» **Material supplied**:
****
PR #1066, opened 2021-03-11
Add  new intrinsic register_transaction_hook

victorj8:
## Change Description

A new privileged intrinsic with name register_transaction_hook is defined to register a contract callback at the transaction pre-execution phase for all transactions on the chain. 

This will give the system contract the ability to inspect / make modifications to the transaction prior to its execution.  
It is possible that in the future other hook types will be defined.

The interface for the intrinsic is:

`bool register_transaction_hook(transaction_hook hook_type, name callback_contract, name callback_action);`  

where
hook_type, is the type of hook we want to register (currently only one type - preexecution)
callback_contract, is the name of the contract containing the action for the callback
callback_action, is the name of the action inside the contract containing the code for the callback

## API Changes
- [x] API Changes

The register_transaction_hook intrinsic is added.

## Documentation Additions
- [x] Documentation Additions

### DIFF
--- a/libraries/eosiolib/capi/eosio/privileged.h
+++ b/libraries/eosiolib/capi/eosio/privileged.h
@@ -84,6 +84,16 @@ __attribute__((eosio_wasm_import))
 void set_privileged( capi_name account, bool is_priv );
 
 /**
+ * Register a transaction hook (actions that execute at certain points on the lifetime of the execution of a transaction)
+ *
+ * @param hook_type - type of the hook to register
+ * @param callback_contract - name of the contract associated with the hook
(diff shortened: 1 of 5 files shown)


victorj8:
@scottarnette @kj4ezj The integration test is failing, if my understanding is correct, the integration test pulls the docker image from develop branch, however if a new intrinsic is defined then it will cause this test to fail because the intrinsic is not defined on the develop branch, let me know if you think the integration test code should be modified.

larryk85 (approved):
I don't see any issues with this.  But, this PR will need to wait on its counterpart in eos before we can merge this and verify the tests work.

PR #711, opened 2017-03-28
Add a debounced window scroll event

davidpmccormick:
Just throttling means the nav can end up at the wrong size if a user has scrolled quickly. A debounce that will always fire after scrolling finishes fixes this.

## What does it look like?
debounce

### DIFF
--- a/client/js/components/make-sticky.js
+++ b/client/js/components/make-sticky.js
@@ -1,6 +1,6 @@
 import {nodeList, featureTest} from '../util';
 import dropRepeats from 'xstream/extra/dropRepeats';
-import {onWindowOrientationChange$, onWindowResize$, documentReadyState$} from '../utils/dom-events';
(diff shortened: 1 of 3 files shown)


jamesgorrie:
Debouncing seems like the wrong type of tool.

Unless I misunderstand, if someone scrolls, waits 400ms, scrolls again, waits 367ms, scrolls again... the event won't fire.

Throttle means that it will fire at most once in 100ms.

I know this might fix it, but it's adding a bit of voodoo...

davidpmccormick:
Voodoo's a bit strong! I'd say it's a necessary consequence of adding throttling to the scroll event, but still wanting to ensure that calculations are correct precisely at the point scrolling ends.

gestchild:
Yeah, I can't see any other way of ensuring it always fires at the end of the scroll.

PR #716, opened 2017-03-29
make sure we bork on errors from npm

jamesgorrie:
Seems breaking the tests doesn't break the build.

Now it does:
https://circleci.com/gh/wellcometrust/wellcomecollection.org/1562

### DIFF
--- a/test.sh
+++ b/test.sh
@@ -1,4 +1,6 @@
 #!/usr/bin/env bash
+
+set -e
 pushd $1
   npm test
 popd


test.sh
```diff
@@ -1,4 +1,6 @@
 #!/usr/bin/env bash
+
+set -e
```
alexwlchan: I prefer the slightly more verbose form `set -o errexit`, but otherwise 👍

jamesgorrie: Same thing no?

PR #723, opened 2017-03-29
Set current series item title/colour

davidpmccormick:
Setting the currently-viewed item title to 'Currently viewing' and changing its colour to match that of the series.

## What does it look like?
screen shot 2017-03-29 at 16 25 23

### DIFF
--- a/server/views/components/numbered-list/index.njk
+++ b/server/views/components/numbered-list/index.njk
@@ -17,7 +17,7 @@
       {% else %}
         <span class="numbered-list__link-surrogate">
       {% endif %}
-          <h3 class="numbered-list__title {% if current === item.url %}numbered-list__title--{{ seriesInfo.color }}{% endif %}">
+          <h3 class="numbered-list__title">
             {%- if current === item.url -%}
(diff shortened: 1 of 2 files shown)


server/views/components/numbered-list/index.njk
```diff
@@ -17,10 +17,18 @@
       {% else %}
         <span class="numbered-list__link-surrogate">
       {% endif %}
-          <h3 class="numbered-list__title">{{ item.title }}</h3>
+          <h3 class="numbered-list__title">
+            {%- if current === item.url -%}
+              Currently viewing<span class="numbered-list__visually-hidden-title"> {{ item.title }}</span>
```
jamesgorrie: We don't have a generic class for this?

davidpmccormick: We don't – for reasons of things being visually shown/hidden at different breakpoints. Perhaps we should, though.

jamesgorrie: Gots it - yea makes sense.
I smell a `visually-hidden-s` coming on.

PR #735, opened 2017-03-30
Article query support

jamesgorrie:
Adding a query syntax to allow redirection from the blog without setting up permanent URLs.
The test should explain how this syntax works.

## What does it look like?
query

### DIFF
--- a/server/services/wordpress.js
+++ b/server/services/wordpress.js
@@ -13,12 +13,24 @@ export type ArticleStubsResponse = {|
 
 const baseUri = 'https://public-api.wordpress.com/rest/v1.1/sites/blog.wellcomecollection.org';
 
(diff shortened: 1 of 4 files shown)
****
» **Instructions to follow**: Reproduce every entry shown above, precisely as it stands.

» **Solution for this exercise**:
PR #1066, opened 2021-03-11
Add  new intrinsic register_transaction_hook

victorj8:
## Change Description

A new privileged intrinsic with name register_transaction_hook is defined to register a contract callback at the transaction pre-execution phase for all transactions on the chain. 

This will give the system contract the ability to inspect / make modifications to the transaction prior to its execution.  
It is possible that in the future other hook types will be defined.

The interface for the intrinsic is:

`bool register_transaction_hook(transaction_hook hook_type, name callback_contract, name callback_action);`  

where
hook_type, is the type of hook we want to register (currently only one type - preexecution)
callback_contract, is the name of the contract containing the action for the callback
callback_action, is the name of the action inside the contract containing the code for the callback

## API Changes
- [x] API Changes

The register_transaction_hook intrinsic is added.

## Documentation Additions
- [x] Documentation Additions

### DIFF
--- a/libraries/eosiolib/capi/eosio/privileged.h
+++ b/libraries/eosiolib/capi/eosio/privileged.h
@@ -84,6 +84,16 @@ __attribute__((eosio_wasm_import))
 void set_privileged( capi_name account, bool is_priv );
 
 /**
+ * Register a transaction hook (actions that execute at certain points on the lifetime of the execution of a transaction)
+ *
+ * @param hook_type - type of the hook to register
+ * @param callback_contract - name of the contract associated with the hook
(diff shortened: 1 of 5 files shown)


victorj8:
@scottarnette @kj4ezj The integration test is failing, if my understanding is correct, the integration test pulls the docker image from develop branch, however if a new intrinsic is defined then it will cause this test to fail because the intrinsic is not defined on the develop branch, let me know if you think the integration test code should be modified.

larryk85 (approved):
I don't see any issues with this.  But, this PR will need to wait on its counterpart in eos before we can merge this and verify the tests work.

PR #711, opened 2017-03-28
Add a debounced window scroll event

davidpmccormick:
Just throttling means the nav can end up at the wrong size if a user has scrolled quickly. A debounce that will always fire after scrolling finishes fixes this.

## What does it look like?
debounce

### DIFF
--- a/client/js/components/make-sticky.js
+++ b/client/js/components/make-sticky.js
@@ -1,6 +1,6 @@
 import {nodeList, featureTest} from '../util';
 import dropRepeats from 'xstream/extra/dropRepeats';
-import {onWindowOrientationChange$, onWindowResize$, documentReadyState$} from '../utils/dom-events';
(diff shortened: 1 of 3 files shown)


jamesgorrie:
Debouncing seems like the wrong type of tool.

Unless I misunderstand, if someone scrolls, waits 400ms, scrolls again, waits 367ms, scrolls again... the event won't fire.

Throttle means that it will fire at most once in 100ms.

I know this might fix it, but it's adding a bit of voodoo...

davidpmccormick:
Voodoo's a bit strong! I'd say it's a necessary consequence of adding throttling to the scroll event, but still wanting to ensure that calculations are correct precisely at the point scrolling ends.

gestchild:
Yeah, I can't see any other way of ensuring it always fires at the end of the scroll.

PR #716, opened 2017-03-29
make sure we bork on errors from npm

jamesgorrie:
Seems breaking the tests doesn't break the build.

Now it does:
https://circleci.com/gh/wellcometrust/wellcomecollection.org/1562

### DIFF
--- a/test.sh
+++ b/test.sh
@@ -1,4 +1,6 @@
 #!/usr/bin/env bash
+
+set -e
 pushd $1
   npm test
 popd


test.sh
```diff
@@ -1,4 +1,6 @@
 #!/usr/bin/env bash
+
+set -e
```
alexwlchan: I prefer the slightly more verbose form `set -o errexit`, but otherwise 👍

jamesgorrie: Same thing no?

PR #723, opened 2017-03-29
Set current series item title/colour

davidpmccormick:
Setting the currently-viewed item title to 'Currently viewing' and changing its colour to match that of the series.

## What does it look like?
screen shot 2017-03-29 at 16 25 23

### DIFF
--- a/server/views/components/numbered-list/index.njk
+++ b/server/views/components/numbered-list/index.njk
@@ -17,7 +17,7 @@
       {% else %}
         <span class="numbered-list__link-surrogate">
       {% endif %}
-          <h3 class="numbered-list__title {% if current === item.url %}numbered-list__title--{{ seriesInfo.color }}{% endif %}">
+          <h3 class="numbered-list__title">
             {%- if current === item.url -%}
(diff shortened: 1 of 2 files shown)


server/views/components/numbered-list/index.njk
```diff
@@ -17,10 +17,18 @@
       {% else %}
         <span class="numbered-list__link-surrogate">
       {% endif %}
-          <h3 class="numbered-list__title">{{ item.title }}</h3>
+          <h3 class="numbered-list__title">
+            {%- if current === item.url -%}
+              Currently viewing<span class="numbered-list__visually-hidden-title"> {{ item.title }}</span>
```
jamesgorrie: We don't have a generic class for this?

davidpmccormick: We don't – for reasons of things being visually shown/hidden at different breakpoints. Perhaps we should, though.

jamesgorrie: Gots it - yea makes sense.
I smell a `visually-hidden-s` coming on.

PR #735, opened 2017-03-30
Article query support

jamesgorrie:
Adding a query syntax to allow redirection from the blog without setting up permanent URLs.
The test should explain how this syntax works.

## What does it look like?
query

### DIFF
--- a/server/services/wordpress.js
+++ b/server/services/wordpress.js
@@ -13,12 +13,24 @@ export type ArticleStubsResponse = {|
 
 const baseUri = 'https://public-api.wordpress.com/rest/v1.1/sites/blog.wellcomecollection.org';
 
(diff shortened: 1 of 4 files shown)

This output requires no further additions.